It would be hard to exaggerate Terence Conran's influence on the way we think about design in Britain today. In a career spanning 60 years, the designer, retailer, restaurateur and property developer has had more of an impact than any other designer of his generation: he introduced us to flat pack furniture, helped transform the look of the British home with his shops Habitat and The Conran Shop, and established Britain's first museum dedicated to design, the Design Museum in London, where a major exhibition tracing his career opens next week.

Celebrating the his 80th birthday, Terence Conran: The Way We Live Now explores his considerable impact on the British design industry and his legacy, whilst also showing his design approach and inspirations.

The show traces his career from post-war austerity through to the new sensibility of the Festival of Britain in the 1950s, the birth of the Independent Group and the Pop Culture of the 1960s, to the design boom of the 1980s and on to the present day.

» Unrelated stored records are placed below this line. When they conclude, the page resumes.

PR #2468, opened 2023-10-20
updates to account for changes in auth and APIs

agnesgaroux:
A few changes came up when I was suppressing the Brought to Life images
- authenticating to ES with api key rather than username/password. The python `Elasticsearch` client want it decoded so it can encode it back again in the request... 
- the works index has changed and has no `allIdentifiers` in the `query`. Now found at `query.identifiers.value` 
- dlcs server only responds with 204 and no body in case of success


jamieparkinson (approved):
Lovely

PR #2470, opened 2023-10-30
Authenticate the TEI updater to GitHub

jamieparkinson:
Also fixes Lambda package uploads!


agnesgaroux (approved):

tei_adapter/tei_updater/src/tei_updater.py
```diff
@@ -93,10 +93,19 @@ def main(event, _ctxt=None, s3_client=None, sns_client=None, session=None):
     bucket_name = os.environ["BUCKET_NAME"]
     key = os.environ["TREE_FILE_KEY"]
     github_api_url = os.environ["GITHUB_API_URL"]
+    github_token_secret = os.environ.get("GITHUB_TOKEN_SECRET", None)
 
     s3_client = s3_client or boto3.client("s3")
     sns_client = sns_client or boto3.client("sns")
 
+    if github_token_secret and not session:
```
paul-butcher, line 101: Personally, I would have made this a separate function.  Partly for SRP, but also so it could look a bit like lines 98-99 above `session = session or authenticatedGithubSession(github_token_secret)` (but that's just my own preference)

paul-butcher (approved):

tei_adapter/tei_updater/src/tei_updater.py
jamieparkinson: Good suggestion

PR #2472, opened 2023-10-31
Merger refactor

paul-butcher:
* Replaces the Cats State stuff with simply returning a list of all the redirects (all sources other than the target were redirects, so the state business where it keeps the first retain/redirect value for each source was unnecessary)
* A little bit of renaming and shuffling around
* A shortcut for when there is only one source, which is therefore the target. (Saves the chore of reading through all of merge working out which bits are relevant)


jamieparkinson (approved):
Definitely improved - has this clarified any of your thoughts for a rewrite?

PR #2483, opened 2023-11-17
Pipeline with new mapping

jamieparkinson:


pipeline/terraform/modules/es_index/main.tf
```diff
@@ -16,6 +16,7 @@ locals {
 }
 
 resource "elasticstack_elasticsearch_index" "the_index" {
+  deletion_protection  = false
```
paul-butcher, line 19: This should probably be omitted - I keep committing this as well (https://github.com/wellcomecollection/catalogue-pipeline/issues/2463)

paul-butcher (approved):

pipeline/terraform/modules/es_index/main.tf
jamieparkinson: Agh I managed to avoid committing it right until my very last commit!

PR #2486, opened 2023-11-23
New image test documents

jamieparkinson:
Following on from https://github.com/wellcomecollection/catalogue-pipeline/pull/2483


pipeline/ingestor/update_image_documents.py
```diff
@@ -0,0 +1,100 @@
...
+    host = get_secret_string(session, secret_id=f"{secret_prefix}/public_host")
+    port = get_secret_string(session, secret_id=f"{secret_prefix}/port")
+    protocol = get_secret_string(session, secret_id=f"{secret_prefix}/protocol")
+    username = get_secret_string(
+        session, secret_id=f"{secret_prefix}/read_only/es_username"
+    )
+    password = get_secret_string(
+        session, secret_id=f"{secret_prefix}/read_only/es_password"
+    )
+    return Elasticsearch(f"{protocol}://{host}:{port}", basic_auth=(username, password))
```
agnesgaroux, line 60: What's the auth changed to use api key? or was it something else?

agnesgaroux (approved):

pipeline/ingestor/update_image_documents.py
jamieparkinson: Nah you're right but we still have the `read_only` user as a one-off for scripts: https://github.com/wellcomecollection/catalogue-pipeline/blob/main/pipeline/terraform/modules/stack/elastic_pipeline.tf#L213-L232

PR #38, opened 2024-09-28
Sprint 1 coursework solutions

sampennington:
## Changelist
Adds example solutions for first sprint coursework

## Questions
Do we want to keep this next to the questions, or organise all solutions elsewhere?


SallyMcGrath:
@sampennington should this be merging into a solutions branch instead?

'No one has done more to change the way that Britain looks, or the way we look at things,' says Sudjic.

Conran is best known for Habitat, the furniture and interiors chain he founded in 1964 and which is credited with lifting British living rooms out of the gloom of post war austerity. Selling Conran's own furniture designs alongside others sourced form Europe, Habitat made designer furniture widely available to the British middle class for the first time.

With Stephen Bayley,, Conran co-founded the Boilerhouse Project a space in the V&A museum dedicated to contemporary design, and, later, the Design Museum near London's Tower Bridge. He continues to support the museum and recently pledged £17.5m to help it move from its current home to the former Commonwealth Building in Kensington.

Terence Conran: The Way We Live Now is on at the Design museum, Shad Thames, London, from 16 November to 4 March.